When profiling an integer column from a pandas dataframe, the column appears to go through the text profiler. See for instance the sample values in the result below, or the fact that the column goes through label detection to determine that these are indeed integers (which seems unnecessary and a bit wasteful, especially as it implies casting the values to strings).
Is there a way to apply only numerical profiling to numerical columns?
Here is an extract from the result:
"data_stats": [
{
"column_name": "nb_orders",
"data_type": "int",
"data_label": "INTEGER",
"categorical": true,
"samples": ["17", "9", "1", "4", "2"],
"statistics": {
"data_label_representation": {
"INTEGER": 0.998,
"FLOAT": 0.0,
"QUANTITY": 0.0,
"ORDINAL": 0.002
}
}
}
]
In a sense, this is a symmetrical issue to the one I just submitted: https://github.com/capitalone/DataProfiler/issues/409 There I had strings treated as numerical values, here I have numerical values treated as strings.

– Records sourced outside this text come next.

PR #367, opened 2024-05-23
fix: recon protocol stall with no shared interests

dav1do:
It was possible for the conversation to stall if the peers shared no interests. Now the initiator will send a finished message immediately and the conversation will end, allowing a future iteration to discover new overlapping interests.

### DIFF
--- a/recon/src/protocol.rs
+++ b/recon/src/protocol.rs
@@ -18,7 +18,7 @@ use ceramic_core::RangeOpen;
 use ceramic_metrics::Recorder;
 use futures::{pin_mut, stream::BoxStream, Sink, SinkExt, Stream, StreamExt, TryStreamExt};
 use serde::{Deserialize, Serialize};
-use tokio::{join, sync::mpsc, time::Instant};
+use tokio::{sync::mpsc, time::Instant};
 use tokio_stream::once;
 use tracing::{instrument, trace, Level};
 use uuid::Uuid;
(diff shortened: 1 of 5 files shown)


recon/src/protocol.rs
```diff
@@ -497,17 +496,26 @@ where
...
-                            .recon
-                            .initial_range(interest)
-                            .await
-                            .context("querying initial range")?,
-                    );
+                if interests.is_empty() {
+                    to_writer
+                        .send(ToWriter::Finish)
+                        .await
+                        .map_err(|err| anyhow!("{err}"))
```
dav1do, line 503: going to remove this `map_err` (copilot is a bad pilot sometimes)

dav1do: jk, it's a good pilot and this is needed 😊

stbrody (approved):

recon/src/protocol.rs
```diff
@@ -497,17 +496,26 @@ where
...
+                        .context("sending finish")?;
+                    return Ok(RemoteStatus::Finished);
```
dav1do, line 505: do we want to do an early return on the other exit step too? [that is, here](https://github.com/ceramicnetwork/rust-ceramic/pull/367/files#diff-7c57e2a3f12a04af8303d7883cea6c88b855ecea5ecb0356653b3d4a2b4945f8R539)

nathanielc: no we do not want any early returns from this

nathanielc (approved):

nathanielc (approved):

PR #369, opened 2024-05-27
fix: ensure all segments of stream history are connected and delivered at once

dav1do:
With long streams, it was possible to stop delivering events when we had partial chains even though we had everything we needed on the node. We didn't trust that we'd get every message on the channel and try to reconstruct whatever exists at the time (which may be things that were just written but we haven't yet heard about) so it was possible to basically race with ourself putting pieces together and stopping. Now we discover and connect all the events in the chain so that they exist on the node, not necessarily when we hear of the last event on the channel. This adds a test to this repo that was failing quite consistently (though I did leave `while cargo test recon_lots_of_streams; do :; done` running for a while to be sure this helped). This issue is also exposed in the new [js-ceramic test](https://github.com/ceramicnetwork/js-ceramic/pull/3205).

The implementation is not very efficient, particularly for long streams, but may perform badly in a different way with many shorter streams, especially if we're very out of sync. It mostly comes down to our inability to make certain queries. I'm going to write up a migration proposal to add more stream information to the database tables so we can answer ceramic questions such as "what are all the events for the stream" and "what is the current tip of this stream". We could also include other header info such as controller, sep and sep value. This is likely required to help with event validation (we always need to find the init event information) and would simplify this code, improve its performance, make the start up discovery logic cleaner, as well as opening up flat recon concepts and more sophisticated node queries.

Sorry that the commits aren't very targeted, I ended up moving some things around and the diff isn't super clear. I pulled some of this history/ordering info out of the `InsertEventProcessor` struct in the service functions themselves, and then call into OrderState with the events to build the state and return Ok/Err. This requires that init events are already stored as the task only deals with events that have a prev, so there was a change to insert any init event before validating history, which could result in a partial write of the events requested, but the events written are valid. I moved the event discovery into the `StreamEvents` struct and there is a loop to recurse if we find pieces of the chain we can connect, to make sure we link and deliver everything that exists. And then I realized that all of this complexity is just a band aid around not knowing any stream information.


dav1do:
Closing as this is a mess. I'm going to do resolve this with the changes to store stream data in ceramic one (aes-87) that simplifies and improves it.

PR #373, opened 2024-06-06
chore: rename prometheus registry and metrics for better consistency

dav1do:
This will break existing dashboards (of which there are few well defined examples I believe), but it will make building new ones much easier as all metrics will start with `ceramic_one_` now. This also renamed `http_api_http_api` to `ceramic_one_http_api_info` and `ceramic_store_store_query_durations` will now be `ceramic_one_store_query_durations`, and other store metrics will be under `ceramic_one_store`.

The existing tokio, recon, libp2p, bitswap subregistries are all under ceramic_one now:
image

### DIFF
--- a/metrics/src/core.rs
+++ b/metrics/src/core.rs
@@ -16,7 +16,7 @@ pub(crate) struct Core {
 
 impl Default for Core {
     fn default() -> Self {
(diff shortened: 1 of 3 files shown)


smrz2001 (approved):
🥳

@ian-contiamo label detection is intended to be applied to numerical columns as well. We do this because there are labels which are only integer values, e.g. an SSN can be represented without the hyphens to break it apart such as XXXXXXXXX.
You are correct in your assumption that the data is sent to all profiler simultaneously. We aren't using pandas preset values for evaluation, but is something we could consider. Instead, we use multiprocessing to send it to all profilers simultaneously as we assume no knowledge of the data at input.